The brake 42, 44 must be able to counteract this torque and prevent the male screw from rotating. The ratio of the reduction brought about by the toothed belt 40, the speed-reduction device 36 and the pitch of the screw 16 is such that the first body 2 moves along the working line A at a low speed but with a high thrust, even with the use of a motor 38 of quite low power.

In order to effect the approach stroke, the disc brake 42, 44 is released and the screw 16 is rotated by means of the first electric motor 24. The friction in the speed-reduction device 36 is sufficient to have a restraining effect which prevents the female screw 27 from rotating relative to the second body 4 since, in this case, the thrust is low. Alternatively, this restraining effect may be achieved by the second electric motor 38 which is kept in a stopped condition by its associated control unit.
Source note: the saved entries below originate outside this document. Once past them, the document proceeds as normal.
Issue #764, opened 2023-06-26
Various issues when interacting with smart contracts with integers


bamzedev:
### Description

Often transactions just get reverted when sending Ints to smart contracts. It seems the encoding is just not correct. It also can't send or receive negative values.

### Steps to reproduce

Deploy a contract that accepts Int. Try to send negative value, same goes for receiving.

### Hedera network

mainnet

### Version

v2.24.0

### Operating system

None

Issue #701, opened 2023-03-06
Get test coverage to 60%


bamzedev:
### Problem

Test coverage is too low.

### Solution

Get the coverage to 60%

PR #767, opened 2023-07-05
Fix: Contract function parameters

The reduction ratio between the first electric motor 24 and the screw 16 is quite low, and the first body 2 therefore moves at a high speed of translation but with a thrust which can overcome only the small reactions which the tool encounters during its unloaded movements.

With reference to Figures 5 and 6, a bending press with a linear actuator according to the present invention is indicated 50.

The press 50 includes, in known manner, a support structure 52 carrying an upper, fixed table 54 to which a punch 56 is fixed.

The support structure 52 carries a pair of fixed guide tables 58 between which a movable table 60 carrying a die 62 is slidable.

The movable table is fixed to the first body 2 of the actuator 1 whilst the second body 4 is supported in a hole 64 in the guide table 58.